徐刚说:“我跟你说,我一打眼就知道这人不简单。你没看见他手上的茧子,后背的刀疤枪疤,一看就是经历过大风大浪的。走,拉我回去睡觉。”
当天跟平河通完电话,隔了一天,王平河还没回来,徐刚又出去喝酒,睡了一整天。到第三天早上十点,还没睡醒,老六的电话打了进来:“刚哥,你来趟工地。”
“怎么了?”
“这里聚集了一百七八十号人,快两百人,全是纹龙画虎的当地混混,说话也听不懂,手里还拿着家伙,甚至有几个人带了雷管。”
徐刚一听,“带了雷管?干啥呀?”
老六说:“问他们想干什么,也说不明白,就说咱们施工挡了他们的道,项目占了他们的路。我跟他们说不通,你过来看看吧。”
“行,我过去。”
徐刚立刻赶往工地,刚到门口,黑子等人也到了。
此时平河、亮子、军子和二红不在,黑子说话最管用。黑哥一摆手:“刚哥。
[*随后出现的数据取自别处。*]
PR #5496, opened 2021-09-18
Unix: Hide TTY close EIO in Rust 1.55+

ilya-bobyr:
`ErrorKind::Other` no longer includes `EIO` since Rust 1.55:

    https://blog.rust-lang.org/2021/09/09/Rust-1.55.0.html#stdioerrorkind-variants-updated

It was not precise enough from the very beginning, as the comment says
that only EIO should be hidden, while the code was any uncategorised
errors.

### DIFF
--- a/alacritty_terminal/src/event_loop.rs
+++ b/alacritty_terminal/src/event_loop.rs
@@ -394,7 +394,7 @@ where
                                     // This sucks, but checking the process is either racy or
                                     // blocking.
                                     #[cfg(target_os = "linux")]
-                                    if err.kind() == ErrorKind::Other {
+                                    if err.raw_os_error() == Some(libc::EIO) {
                                         continue;
                                     }
 


chrisduerr (commented):
What is the actual errorkind? Uncategorized?

ilya-bobyr:
> What is the actual errorkind? Uncategorized?

It is.  But the doc says that it should not be used.
Besides, there could be other errors in this category.
And the comment says that we only want to filter EIO.

Here is the code in the standard library that is classifying Unix errno into categories:
https://stdrs.dev/nightly/x86_64-unknown-linux-gnu/src/std/sys/unix/mod.rs.html#138-185

`ErrorKind::Uncategorized` is both `hidden` and `unstable`:
https://doc.rust-lang.org/stable/src/std/io/error.rs.html#297-304

chrisduerr (approved):

PR #6274, opened 2022-08-17
Added action to either copy selection to clipboard or paste from clipb.

simmihugs:
Added an action similar to the right click behavior in Windows terminal/cmd

With configuration setting

```yml
 mouse_bindings:
  - { mouse: Right,                 action: CopySelectionOrPasteClipboard }
```

Right-click on a selection, copies selection to clipboard (does not paste) and deselects
Right-click without selection, pastes from clipboard

### DIFF
--- a/alacritty/src/config/bindings.rs
+++ b/alacritty/src/config/bindings.rs
@@ -125,6 +125,9 @@ pub enum Action {
     /// Paste contents of selection buffer.
     PasteSelection,
 
+    /// Paste clipboard if nothing is selected, or copy selection to clipboard and clear selection.
+    CopySelectionOrPasteClipboard,
+
     /// Increase font size.
     IncreaseFontSize,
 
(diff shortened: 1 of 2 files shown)


chrisduerr:
What good does this option do? You say you added it because it is a feature in Windows terminal/cmd, but it just seems like a terrible feature to me.

simmihugs:
Allows for 2mouse button workflow

Personally my mouse has a very shaky mouse wheel (when clicked, scrolling is fine) - so having an action like this, it allows to use 2 mouse buttons 
left=selection
right=paste or copy

rather then 3 mouse buttons
left=selection
right=copy
scroll wheel=paste

I feel this behavior is intuitive, if I have something selected, it gets copied, if I have not selected something, what would a copying do good? so paste from clipboard. Also, middle click remains a option if that's more your thing.

I did not add it because it is a feature in windows, I mentioned this, because I encountered this behavior when using windows. I realized it fits my workflow and it does usually not exist in linux terminals. So if someone is looking also for this behavior might find it easier. I encountered this question, how do I get this for multiple terminals, st, termite, gnome terminal - usually the response is, to remap `PasteSelection` to right click, but this is a different behavior.

chrisduerr:
Not a fan at all of conditional stuff based on the clipboard, your workflow just sounds like you're trying to work around a hardware bug which is not appropriate for upstream Alacritty.

PR #6276, opened 2022-08-20
Fix general and instance class set on window

ulrikdem:
This fixes a regression introduced in 7d708d5, which caused the general
and instance class to be swapped.


chrisduerr (approved):
Oh good catch, looks like previously `with_class` accepted it in the opposite order to what `with_name` does. So this should be the correct order now.

PR #6282, opened 2022-08-23
Rework `--class` CLI option

### LINKED ISSUE #6279: CLI argument `--class` not setting `app_id` in Wayland
### The Problem
Running `alacritty --class test` on Wayland results in an alacritty window with `app_id` set to `Alacritty` (the default value).
**Expected:** An aclacritty window with `app_id` set to `test`.

I tried setting `class:general:test` in the configuration file and the `app_id` of new alacritty windows are indeed set to `test`. So I assume that somehow the CLI value is ignored (probably because it sets the `instance` name and not `general`, see below).

### Context
This is probably related to https://github.com/alacritty/alacritty/commit/23915cfc5343859329731c50114f701997c29b1f, and in turn https://github.com/alacritty/alacritty/commit/7d708d53f7ecb4c64db10ae44e7f4fca47c29a85 that caused the initial regression.

I'm not very familiar with Rust or the Alacritty codebase. However I see that `winit` changed the API to use `with_name()` instead of `with_app_id()/with_class()` (https://github.com/rust-windowing/winit/pull/2250/commits/a78e801f13231f773e5d19818097f76f53a8b6d0) and this triggered the above changes. There I see that on Wayland the class `general` name is used as `app_id` and `instance` name is ignored.

The problem seems to be that `--class` sets the instance name instead (the previous invocation of `with_app_id()` used the `instance` name too) but the new `with_name()` ignores the instance name on Wayland.

### System

OS: Linux
Version: alacritty 0.11.0-dev (23915cfc)
Linux: Wayland, sway

kchibisov:
This commit swaps the order of `general` and `instance` arguments
and also sets `instance` to `general` when only one argument was
provided. This should make this option behave like in other terminals
on X11, since they set either both or general by default, but
not instance like alacritty.

Fixes #6279.

### DIFF
--- a/alacritty/src/cli.rs
+++ b/alacritty/src/cli.rs
@@ -11,7 +11,7 @@ use serde_yaml::Value;
 
 use alacritty_terminal::config::{Program, PtyConfig};
 
-use crate::config::window::{Class, Identity, DEFAULT_NAME};
+use crate::config::window::{Class, Identity};
 use crate::config::{serde_utils, UiConfig};
 
 /// CLI options for the main Alacritty executable.
@@ -159,19 +159,16 @@ fn option_as_value(option: &str) -> Result<Value, serde_yaml::Error> {
 
 /// Parse the class CLI parameter.
 fn parse_class(input: &str) -> Result<Class, String> {
-    match input.find(',') {
-        Some(position) => {
-            let general = input[position + 1..].to_owned();
-
-            // Warn the user if they've passed too many values.
-            if general.contains(',') {
-                return Err(String::from("Too many parameters"));
-            }
-
-            Ok(Class { instance: input[..position].into(), general })
+    let (general, instance) = match input.split_once(',') {
+        // Warn the user if they've passed too many values.
+        Some((_, instance)) if instance.contains(',') => {
+            return Err(String::from("Too many parameters"))
         },
-        None => Ok(Class { instance: input.into(), general: DEFAULT_NAME.into() }),
-    }
+        Some((general, instance)) => (general, instance),
+        None => (input, input),
+    };
+
+    Ok(Class::new(general, instance))
 }
 
 /// Convert to hex if possible, else decimal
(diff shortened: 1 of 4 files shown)


alacritty/src/cli.rs
```diff
@@ -161,16 +161,16 @@ fn option_as_value(option: &str) -> Result<Value, serde_yaml::Error> {
 fn parse_class(input: &str) -> Result<Class, String> {
     match input.find(',') {
         Some(position) => {
-            let general = input[position + 1..].to_owned();
+            let instance = input[position + 1..].to_owned();
```
chrisduerr, line 164: Not sure why we haven't done this, but seems like this would be much cleaner with `split_once`, right?

extra/alacritty.man
```diff
@@ -32,10 +32,12 @@ Increases the level of verbosity (the max level is \fB\-vvv\fR)
 Prints version information
 .SH "OPTIONS"
 .TP
-\fB\-\-class\fR <instance> | <instance>,<general>
+\fB\-\-class\fR <general> | <general>,<instance>
 Defines the window class hint on Linux [default: Alacritty,Alacritty]
 
-On Wayland the instance class sets the `app_id`, while the general class is ignored.
+When only general class was passed it'll set instance to the same value.
```
chrisduerr, line 38:
```suggestion
When only the general class is passed, instance will be set to the same value.
```

extra/alacritty.man
```diff
@@ -32,10 +32,12 @@ Increases the level of verbosity (the max level is \fB\-vvv\fR)
...
+
+On Wayland the instance class sets the `app_id`, while the instance class is ignored.
```
chrisduerr, line 40: On Wayland the general class sets the `app_id`, right? That's why `--class whatever` wasn't working?

chrisduerr (changes requested):

GreyXor:
lgtm

alacritty/src/cli.rs
kchibisov: It was too new when this was written.

extra/alacritty.man
kchibisov: Right.

chrisduerr: Seems like you didn't fix this?

chrisduerr (changes requested):

extra/alacritty.man
kchibisov: I did, at least I've applied you suggestion. Maybe github bugged for you?

chrisduerr: > On Wayland the instance class sets the `app_id`

It's the general class, not the instance class.

Also I didn't make a suggestion?

chrisduerr (approved):

jonaz:
@kchibisov you forgot to update the --help info? It now differs from man pages? 
```
OPTIONS:
        --class <instance> | <instance>,<general>
            Defines window class/app_id on X11/Wayland [default: Alacritty]
```
vs man
```
--class <general> | <general>,<instance>
```

kchibisov:
Seems like it.

PR #6310, opened 2022-09-07
Update alacritty-term+scanlines to align with macOS design language

samholmes:
This PR is to get the bounding size of the app icon to more closely follow the [Human Interface Guidelines](https://developer.apple.com/design/human-interface-guidelines/foundations/app-icons/) for macOS icons

alacritty-term+scanlines
Screen Shot 2022-09-06 at 21 29 40


samholmes:
Explanation?

kchibisov:
Same as it was before for this kind of PR given that it's not a first time someone from macOS sents an icon just for macOS.

https://github.com/alacritty/alacritty/pull/4726

samholmes:
@kchibisov There appears to be no explanation there either.

Do we observe demand for a platform specific icon (macOS)? Yes. Why do we not meet this demand especially if the effort is willingly absorbed by community contributors? What's the reasoning?

kchibisov:
I thought that PR linked to that, but that's the issue.

https://github.com/alacritty/alacritty/issues/3926

The problem is that we don't want to maintain custom themes for all OSes. You're free to patch homebrew installation or your own installation to use whatever icon you feel like.

starkovv:
For those who want to change the default Alacritty app icon to sexier one that @samholmes suggested:

1. Download the new PNG from the original post.
2. Open that PNG in Preview app.
3. Click on the menu `File`, then hold `Option` key, then select `Save As`.
4. In opened window again hold `Option` key and click on file extensions drop-down list and select ICNS. Click `Save`.
5. In Finder, go to `/Applications/Alacritty.app/Contents/Resources`.
6. Replace existing `alacritty.icns` icon with the brand new one you just saved.
7. Restart your Alacritty app.

twhiting:
Just chiming in here. This seems like a small amount of work to improve the macos experience for alot of people.

It's a real pain to dig for instructions every time I refresh my macos image and need to fix the icon on macos. It has already wasted a good 30m - 1h of my life as i've done this at least 4 times by now.

Multiply that by how many users on MacOs and it seems like a small hill to die on for an improved experience. Small amount of work for a good image for the application :)

kchibisov:
If only macOS has a package manager that can provide a custom icon for you. A lot of linux distros do ship custom alacritty icon since they use KDE by default and KDE can't handle our SVG...

It just you're trying to fix the wrong problem here. The problem is that you want to ship custom icon via brew, but brew can't do anything, since it's not really a functional package manager... Like I don't see a reason to not patch source or even rebuild packages with their
authorized signatures, so users don't have issues with signing (like most linux package managers do).

PR #6318, opened 2022-09-09
Don't enable multisampling

kchibisov:
It never worked in the first place, because we were never requesting it in glutin, and it provides no value given that textures are already antialiased.


chrisduerr (approved):
Makes a lotta sense. Was wondering why we had that anyway.

PR #6333, opened 2022-09-14
Update unicode-width to Unicode 15

chrisduerr:
This applies all not-breaking dependency changes, including an update to unicode-width. This brings support for Unicode 15 with its new widths table so new glyphs and Emojis are shown correctly.


Cargo.lock
```diff
@@ -2039,9 +2036,9 @@ checksum = "c811ca4a8c853ef420abd8592ba53ddbbac90410fab6903b3e79972a631f7680"
 
 [[package]]
 name = "winit"
-version = "0.27.2"
```
kchibisov, line 2042: Winit requires manual changes in a separate branch.

chrisduerr: Yeah we can just get the other PR merged first.

Issue #6336, opened 2022-09-14
No application icon on Openbox


kitmonisit:
Related 
#1591: Missing Icon in KDE (breaks Freedesktop specification)
#2166: Icon not showing properly on Openbox

### System

OS: Linux
Version: alacritty 0.12.0-dev (bf3e8822)
Linux/BSD: X11 Openbox

### Logs

Crashes: None
Font/Terminal size: N/A
Keyboard and bindings: N/A

kitmonisit:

”
徐刚说:“黑子,你们都别轻举妄动,我过去看看。”
“刚哥,平哥在不在都一样,这帮人就是找事,就是欠揍。”
“先稳住,咱也不是没人,别冲动,我去看看。”
徐刚走到前面,老六一摆手:“这是咱们集团徐总。”
徐刚开口:“你们谁是领头的,出来聊聊。”
打对面人群里走出来一个,身高得在一米八三左右,穿着一件三角北心,身材魁梧,看着就挺有派头,说道:“我是领头的。”对方会点普通话,“我找你们总经理、董事长啥的,我不知道你说话算不算数。”
“你说吧,你带人来什么意思?是想闹事吗?”
他往前凑了几步,到徐刚面前站定,“我叫大辉。隔壁那条街所有的旅店、饭店,全是我的。你们在这施工,弄的满街灰尘,我门口的玻璃、停着的车,还有饭馆里,风一吹全是灰,我这买卖还干不干了?今天来我就跟你要个说法。怎么解决?”
“怎么解决?你想怎么解决?”
“你得给我赔钱!我这一条街十来家饭馆,现在没人来吃饭,生意全黄了。我不跟你多要,你这么大的工程,你给我多少钱?”
徐刚反问:“你要多少钱?”
大辉眼皮一抬:“两百万。”
“老弟啊,来之前也没打听打听,这是谁的工程?能在当地干这么大的活儿,上上下下,甚至整个云南,我不敢说全认识,也差不多都能说上话。你挺敢开价啊,两百万?两百万都够买你命了,你信不?”徐刚语气带着不屑,“少跟我在这摆社会那一套,赶紧滚犊子!我姓徐,叫徐刚,再在这得瑟,我全给你废了!”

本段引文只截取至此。